14 BiTem Group, Division of Medical Information Sciences, University of Geneva, Switzerland

15 BiTeM Group, Information Science Department, University of Applied Science, Geneva, Switzerland

16 NITAS/TMS, Text Mining Services, Novartis AG, Switzerland

17 Institute of Computational Linguistics, University of Zurich, Zurich, Switzerland

18 Department of Computer Science, The University of Iowa, Iowa City, Iowa 52242, USA

19 Department of Health Sciences Research, Mayo Clinic College of Medicine, Rochester, MN 55905 USA

20 Lab of Text Intelligence in Biomedicine, Georgetown University Medical Center, 4000 Reservoir Rd., NW, Washington, DC 20057 USA

21 DETI/IEETA, University of Aveiro, Campus Universitário de Santiago, 3810-193 Aveiro, Portugal

22 Center for Computational Pharmacology, University of Colorado School of Medicine, Aurora, Colorado, USA

For all author emails, please log on.

BMC Bioinformatics 2011, 12(Suppl 8):S2  doi:10.1186/1471-2105-12-S8-S2

Published: 3 October 2011



We report the Gene Normalization (GN) challenge in BioCreative III where participating teams were asked to return a ranked list of identifiers of the genes detected in full-text articles. For training, 32 fully and 500 partially annotated articles were prepared. A total of 507 articles were selected as the test set. Due to the high annotation cost, it was not feasible to obtain gold-standard human annotations for all test articles. Instead, we developed an Expectation Maximization (EM) algorithm approach for choosing a small number of test articles for manual annotation that were most capable of differentiating team performance. Moreover, the same algorithm was subsequently used for inferring ground truth based solely on team submissions. We report team performance on both gold standard and inferred ground truth using a newly proposed metric called Threshold Average Precision (TAP-k).

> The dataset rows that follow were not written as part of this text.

PR #978, opened 2025-05-08
chore(ci): inject github token post nix installation

pchandra19:
This PR address the security advisory where the github token was being exposed.
As a solution: 
- We are first installing nix (without gh token) and then injecting the token in a seperate step.

Tested here : https://github.com/openebs/mayastor-control-plane/actions/runs/14901217891/job/41853358307

Please note : 
- Testing was carried out by disabling "if failure" flag so that the report could be generated 
- I have re-enabled the journalctl logs to present in the artifacts post testing.
- The if failure flag has been re-enabled.

### DIFF
--- a/scripts/ci-report.sh
+++ b/scripts/ci-report.sh
@@ -10,8 +10,7 @@ set -eu
 mkdir -p "$ROOT_DIR/ci-report"
 cd "$ROOT_DIR/ci-report"
 
-# Disable until we find how some CI envs are being included
-journalctl --since="$CI_REPORT_START_DATE" -o short-precise > journalctl.txt
+journalctl --since="$CI_REPORT_START_DATE" -o short-precise | sed -E 's/ghs_[^[:space:]]+/ghs_***/g' > journalctl.txt
 journalctl -k -b0 -o short-precise > dmesg.txt
 lsblk -tfa > lsblk.txt
 $SUDO nvme list -v > nvme.txt
--- a/scripts/ci-report.sh
+++ b/scripts/ci-report.sh
@@ -11,7 +11,7 @@ mkdir -p "$ROOT_DIR/ci-report"
 cd "$ROOT_DIR/ci-report"
 
 # Disable until we find how some CI envs are being included
-# journalctl --since="$CI_REPORT_START_DATE" -o short-precise > journalctl.txt
+journalctl --since="$CI_REPORT_START_DATE" -o short-precise > journalctl.txt
 journalctl -k -b0 -o short-precise > dmesg.txt
 lsblk -tfa > lsblk.txt
 $SUDO nvme list -v > nvme.txt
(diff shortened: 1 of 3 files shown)


scripts/ci-report.sh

We received a total of 37 runs from 14 different teams for the task. When evaluated using the gold-standard annotations of the 50 articles, the highest TAP-k scores were 0.3297 (k=5), 0.3538 (k=10), and 0.3535 (k=20), respectively. Higher TAP-k scores of 0.4916 (k=5, 10, 20) were observed when evaluated using the inferred ground truth over the full test set. When combining team results using machine learning, the best composite system achieved TAP-k scores of 0.3707 (k=5), 0.4311 (k=10), and 0.4477 (k=20) on the gold standard, representing improvements of 12.4%, 21.8%, and 26.6% over the best team results, respectively.


By using full text and being species non-specific, the GN task in BioCreative III has moved closer to a real literature curation task than similar tasks in the past and presents additional challenges for the text mining community, as revealed in the overall team results. By evaluating teams using the gold standard, we show that the EM algorithm allows team submissions to be differentiated while keeping the manual annotation effort feasible. Using the inferred ground truth we show measures of comparative performance between teams. Finally, by comparing team rankings on gold standard vs. inferred ground truth, we further demonstrate that the inferred ground truth is as effective as the gold standard for detecting good team performance.